* [What the task asks] Your response must be the entire set of entries, reproduced word for word.

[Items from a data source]
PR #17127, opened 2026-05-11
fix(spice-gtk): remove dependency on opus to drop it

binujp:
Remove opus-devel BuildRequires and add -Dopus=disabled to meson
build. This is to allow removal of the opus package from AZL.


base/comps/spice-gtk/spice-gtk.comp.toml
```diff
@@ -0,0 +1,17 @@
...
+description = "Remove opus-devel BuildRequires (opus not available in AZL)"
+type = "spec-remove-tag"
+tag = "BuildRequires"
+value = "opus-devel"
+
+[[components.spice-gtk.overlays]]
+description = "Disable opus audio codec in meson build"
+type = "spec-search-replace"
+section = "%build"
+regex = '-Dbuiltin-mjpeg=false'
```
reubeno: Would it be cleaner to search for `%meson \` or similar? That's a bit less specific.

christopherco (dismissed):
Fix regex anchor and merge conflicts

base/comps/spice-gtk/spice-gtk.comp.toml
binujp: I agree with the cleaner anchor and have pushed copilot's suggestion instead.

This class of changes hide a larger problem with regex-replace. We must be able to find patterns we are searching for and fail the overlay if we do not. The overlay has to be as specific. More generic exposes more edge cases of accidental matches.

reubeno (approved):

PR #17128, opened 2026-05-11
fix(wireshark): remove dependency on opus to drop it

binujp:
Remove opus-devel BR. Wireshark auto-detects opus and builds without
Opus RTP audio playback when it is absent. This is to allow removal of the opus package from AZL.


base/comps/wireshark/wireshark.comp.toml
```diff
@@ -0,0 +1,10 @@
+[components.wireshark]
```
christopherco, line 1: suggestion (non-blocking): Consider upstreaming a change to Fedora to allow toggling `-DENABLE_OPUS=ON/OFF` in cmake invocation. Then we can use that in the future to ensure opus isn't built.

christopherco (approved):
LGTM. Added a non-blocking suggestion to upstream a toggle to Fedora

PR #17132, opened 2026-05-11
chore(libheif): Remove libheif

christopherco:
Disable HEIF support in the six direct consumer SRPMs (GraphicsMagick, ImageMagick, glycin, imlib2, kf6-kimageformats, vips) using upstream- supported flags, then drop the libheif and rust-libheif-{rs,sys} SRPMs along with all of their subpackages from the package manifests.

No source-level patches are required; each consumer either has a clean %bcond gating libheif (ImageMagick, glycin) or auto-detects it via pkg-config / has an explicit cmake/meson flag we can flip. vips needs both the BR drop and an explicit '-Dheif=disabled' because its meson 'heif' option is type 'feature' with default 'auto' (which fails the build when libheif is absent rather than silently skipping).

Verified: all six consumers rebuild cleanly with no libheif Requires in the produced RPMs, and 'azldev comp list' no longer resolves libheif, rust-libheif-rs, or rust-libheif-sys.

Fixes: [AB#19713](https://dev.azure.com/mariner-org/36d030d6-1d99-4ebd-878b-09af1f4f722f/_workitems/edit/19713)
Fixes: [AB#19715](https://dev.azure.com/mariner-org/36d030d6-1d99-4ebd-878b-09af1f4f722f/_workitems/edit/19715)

* [Answer below]
PR #17127, opened 2026-05-11
fix(spice-gtk): remove dependency on opus to drop it

binujp:
Remove opus-devel BuildRequires and add -Dopus=disabled to meson
build. This is to allow removal of the opus package from AZL.


base/comps/spice-gtk/spice-gtk.comp.toml
```diff
@@ -0,0 +1,17 @@
...
+description = "Remove opus-devel BuildRequires (opus not available in AZL)"
+type = "spec-remove-tag"
+tag = "BuildRequires"
+value = "opus-devel"
+
+[[components.spice-gtk.overlays]]
+description = "Disable opus audio codec in meson build"
+type = "spec-search-replace"
+section = "%build"
+regex = '-Dbuiltin-mjpeg=false'
```
reubeno: Would it be cleaner to search for `%meson \` or similar? That's a bit less specific.

christopherco (dismissed):
Fix regex anchor and merge conflicts

base/comps/spice-gtk/spice-gtk.comp.toml
binujp: I agree with the cleaner anchor and have pushed copilot's suggestion instead.

This class of changes hide a larger problem with regex-replace. We must be able to find patterns we are searching for and fail the overlay if we do not. The overlay has to be as specific. More generic exposes more edge cases of accidental matches.

reubeno (approved):

PR #17128, opened 2026-05-11
fix(wireshark): remove dependency on opus to drop it

binujp:
Remove opus-devel BR. Wireshark auto-detects opus and builds without
Opus RTP audio playback when it is absent. This is to allow removal of the opus package from AZL.


base/comps/wireshark/wireshark.comp.toml
```diff
@@ -0,0 +1,10 @@
+[components.wireshark]
```
christopherco, line 1: suggestion (non-blocking): Consider upstreaming a change to Fedora to allow toggling `-DENABLE_OPUS=ON/OFF` in cmake invocation. Then we can use that in the future to ensure opus isn't built.

christopherco (approved):
LGTM. Added a non-blocking suggestion to upstream a toggle to Fedora

PR #17132, opened 2026-05-11
chore(libheif): Remove libheif

christopherco:
Disable HEIF support in the six direct consumer SRPMs (GraphicsMagick, ImageMagick, glycin, imlib2, kf6-kimageformats, vips) using upstream- supported flags, then drop the libheif and rust-libheif-{rs,sys} SRPMs along with all of their subpackages from the package manifests.

No source-level patches are required; each consumer either has a clean %bcond gating libheif (ImageMagick, glycin) or auto-detects it via pkg-config / has an explicit cmake/meson flag we can flip. vips needs both the BR drop and an explicit '-Dheif=disabled' because its meson 'heif' option is type 'feature' with default 'auto' (which fails the build when libheif is absent rather than silently skipping).

Verified: all six consumers rebuild cleanly with no libheif Requires in the produced RPMs, and 'azldev comp list' no longer resolves libheif, rust-libheif-rs, or rust-libheif-sys.

Fixes: [AB#19713](https://dev.azure.com/mariner-org/36d030d6-1d99-4ebd-878b-09af1f4f722f/_workitems/edit/19713)
Fixes: [AB#19715](https://dev.azure.com/mariner-org/36d030d6-1d99-4ebd-878b-09af1f4f722f/_workitems/edit/19715)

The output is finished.